> _EXERCISE DIRECTIONS_:
From the first line to the last, copy the material exactly.

> _SUPPLIED MATERIAL_:
PR #13107, opened 2026-09-10
Netty server bootstrap and shutdown fixes

graemerocher:
## Summary

- **Size and name the acceptor ("parent") event loop group as an acceptor.** Unless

> _TASK RESPONSE_:
PR #13107, opened 2026-09-10
Netty server bootstrap and shutdown fixes

graemerocher:
## Summary

- **Size and name the acceptor ("parent") event loop group as an acceptor.** Unless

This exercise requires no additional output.